Cork’s building boom shows no sign of slowing

Cork’s building boom shows no sign of slowing
Cranes over Cork cityPic; Larry Cummins

THE pace of development in Cork city shows little sign of slowing, with the first month of the new year bringing a major city centre sale and planning news from all over the city and suburbs.

A recent industry report from AECOM confirmed that Cork construction continues to grow.

“This year’s review unlocked a message of positivity and optimism within the construction industry in Cork,” said Glenn Hanna, head of cost management in AECOM in Cork.

“With a nationwide 20% growth rate, Cork is set to thrive as the city continues to expand and prosper.”

Brexit is the great unknown facing all industries and sectors, but Conor O’Connell, southern regional director of the Construction Industry Federation (CIF), doesn’t see it having an immediate impact on Cork.

“Even with Brexit, the prospects are bright for the coming year,” he told the Echo. “There are significant infrastructure projects taking places — the Dunkettle Interchange, the Port of Cork and the possibility that the Ballyvourney bypass will commence before the start of next year.

“That’s as well as the projects occurring in the city centre, the hotels and office project that are well underway.”

Cranes over Cork city.Picture Denis Minihane.
Cranes over Cork city.Picture Denis Minihane.

Signs of the resurgence are visible in all parts of the city, with cranes on the skyline and protective hoardings around dozens of on-street sites.

When concerns are raised by business about issues in Cork, it is about the urgent need for more homes and better transport and other infrastructure.

Mr O’Connell believes this need will ensure Cork’s growth continues for years to come.

“There is an infrastructure backlog, whether it is residential houses or whether it is roads, rail and public transport,” he said. “It covers a whole range of sectors, including schools.

“We have a growing population, a growing employment base and that infrastructural backlog will have to be met.

“We have no choice but to build what is needed for our society.”

This will also be the year when Cork starts to see the fruits of work that has been underway for some time.

The Maldron on South Mall became the first new hotel in the city in 14 years, when it opened its doors in the days before Christmas.

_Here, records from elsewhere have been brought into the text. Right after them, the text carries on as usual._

PR #1335, opened 2022-02-17
Minor patch for topoUpd and getmetrics scripts

rdlrt:
- topologyUpdater.sh: Exit if curl command fails (eg: due to timeout) and CUSTOM_PEERS are not set
- getmetrics.sh: Use tuple CSV to grep numeric output for psql instead of awk filtering (eg: my instance had `\timing` turned on, disrupting psql output filtering for line number)


hodlonaut (approved):
Looks good

PR #1340, opened 2022-02-20
checkUpdate fix

Scitz0:
## Description
After change to checkUpdate it now expects either full path to script to update from calling script or that script is called from same folder. Various scripts updated to provide full path to function.


gufmar (approved):
LGTM

rdlrt (approved):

The hotel is operational and is reporting brisk bookings while work continues to complete its dining and conference facilities.

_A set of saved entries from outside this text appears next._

PR #1344, opened 2022-02-22
/pool_history - Return information about pool stake, block and reward history in a given epoch

hodlonaut:
First cut of the simplistic pool history endpoint. Decided not to return just everything since returning pool id seemed a bit weird/redundant, let me know if there's anything else that catches your eye (I searched guild operators alpha branch check-out for references to another small endpoint and came up with just koiosapi.yaml reference and the rcp sql file that were modified).

### DIFF
--- a/files/grest/apispec/koiosapi.yaml
+++ b/files/grest/apispec/koiosapi.yaml
@@ -862,7 +862,11 @@ paths:
         - $ref: "#/components/parameters/_epoch_no"
       responses:
         "200":
-          $ref: "#/components/responses/OK"
+          description: Array of pool history information
+          content:
+            application/json:
+              schema:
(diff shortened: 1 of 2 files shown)


Scitz0 (approved):
LGTM but needs schema/example API data as well.

Scitz0 (dismissed):
I just came to think of something, we decided to switch to return all lovelace values as strings instead of number.

So these fields: active_stake, pool_fee_fixed, pool_fees and deleg_rewards.

With this said, I also noticed that pool_fees and deleg_rewards has number in ADA and not lovelace. We use lovelace everywhere else and I think this should be returned for all endpoints. ADA conversion if wanted is up to end user. But looks like this is how its saved in pool_history_cache.

rdlrt (approved):

PR #1331, opened 2022-02-16
Koios API docs - missing endpoint schemas

DamjanOstrelic:
Finalising API doc missing schemas:

Block:
 - [x] /blocks
 - [x] /block_info
 - [x] /block_txs

Address:
 - [x] /address_info
 - [x] /address_txs
 - [x] /address_assets
 - [x] /credential_txs
 
 Account:
 - [x] /account_list
 - [x] /account_info
 - [x] /account_rewards
 - [x] /account_updates
 - [x] /account_addresses
 - [x] /account_assets
 
 Pool:
 - [x] /pool_delegators
 - [x] /pool_blocks
 - [x] /pool_updates
 - [x] /pool_relays
 - [x] /pool_metadata

PR #1355, opened 2022-02-26
Add gaps found by Dudi

Scitz0:
- [x] Address Information:
  - AddressType (shelley, byron, etc.)
    What matters on protocol is presence of stake address, byron vs shelley address differentiation is best handled on lib (or utilities)
  - Datum Hash => OK
  - Order UTxO by time: We will be adding block height/time allowing sorting by key values (rather than making that a server side load which will slower responses)
  - Address Script => OK 

- [x] Address/Credential Transaction:
  - Tx Index => Performance impact for large addresses (over 300K txs), hence - we provide ways to grab a list of tx which can be sent in bulk to tx info
  - Block Height => OK
  - Block Time => OK
  - Order by Block Time/Height (no ordering, user action if needed using postgrest ordering)

- ~~Block List:~~
  - Output & Fee (Not sure if output is needed, this is a value which is statistical. It's an additional join on DB which should atleast need an outcome defined first to consider) => Instead, we will add bulk hash query to block_info (similar to address, tx and pool)
  - Confirmation Count => OK (for block_info)
  - Next/Previous hash => You already have a list ordered with prev/next :) Fields are already present in block_info

- [x] Block Info:
  - Output => OK
  - Fees => OK
  - Confirmation Count => OK

- [x] Epoch Info:
  - Epoch start time => OK (mathematical), real epoch start is defined by first block 
  - Epoch end time => OK (mathematical), real epoch end is defined by first block 

- [x] Asset Info:
  - Initial Mint Tx Hash => OK
  - Mint and Burn count => OK

- [x] Script Info:
  => OK

- [x] koiosapi
  - connected to #1331, add after merge of this PR.


files/grest/rpc/address/address_info.sql
```diff
@@ -25,12 +26,16 @@ BEGIN
   SELECT
     SUM(tx_out.value)::text,
     SA.view,
+    bool_or(tx_out.address_has_script),
     COALESCE(
       JSON_AGG(
         JSON_BUILD_OBJECT(
           'tx_hash', ENCODE(tx.hash, 'hex'), 
           'tx_index', tx_out.index,
+          'block_height', block.block_no,
```
DamjanOstrelic, line 35: Existing endpoints that reference block height are referenced as `height` only. Which one should we use to align across endpoints?

Scitz0: yeah, height can mean more than block, like slot height.

files/grest/rpc/assets/asset_info.sql
```diff
@@ -59,27 +79,22 @@ BEGIN
...
-    ) AS total_supply,
-    (
+    ) AS token_registry_metadata
+  FROM 
+    multi_asset MA
+    LEFT JOIN LATERAL (
       SELECT
-        MIN(B.time) AS date
+        MIN(B.time) AS date,
+        SUM(MTM.quantity)::text AS amount,
```
DamjanOstrelic, line 88: should we call this total supply?

Scitz0: It is in the final output, but if you want to rename this internal column as well I'm fine with that.

files/grest/rpc/transactions/tx_info.sql
```diff
@@ -471,6 +473,86 @@ BEGIN
...
+      _all_plutus_contracts AS (
+        SELECT
+          tx_id,
+          JSON_AGG(data) AS list
+        FROM (
+          SELECT
+            redeemer.tx_id,
+            JSON_BUILD_OBJECT(
+              'address', INUTXO.address,
+              'script_hash', ENCODE(script.hash, 'hex'),
```
DamjanOstrelic, line 512: Are these 2 fields the same?

Scitz0: One is an address and one is a hash of script. Or did you mean other fields than INUTXO.address and script.hash ?

rdlrt:
Before the testing itself, we had few failures for setup script execution
```
    Downloading pSQL executions from subdir script
      Deploying Function :   native_script_list
        ERROR: NOTICE:  function grest.native_script_list() does not exist, skipping
DROP FUNCTION
CREATE FUNCTION
ERROR:  could not find a function named "grest.script_list"
      Deploying Function :   plutus_script_list
        ERROR: NOTICE:  function grest.plutus_script_list() does not exist, skipping
DROP FUNCTION
CREATE FUNCTION
ERROR:  could not find a function named "grest.script_list"
      Deploying Function :   script_redeemers
```

rdlrt:
Added updates/fixes where failed against schema:
image

rdlrt (approved):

Covering most of the block bordered by South Mall, Parnell Place, and Beasley Street, the four-star hotel is owned and operated by Dalata Hotel Group.

The second-largest hotel in Cork when fully completed in the coming weeks, it will be made up of 163 bedrooms, two restaurants, a bar, a cafe and five meeting rooms of varying sizes.

Nearby, the new University College Cork Centre for Executive Education, which is located in the former Cork Savings Bank building at 1 Lapps Quay, opened in November. It will house Cork University Business School (CUBS) and Irish Management Institute (IMI) programmes.

This is Phase One of a two-phase development for the business school in the city.

Another, larger, building development is expected to be announced later this year.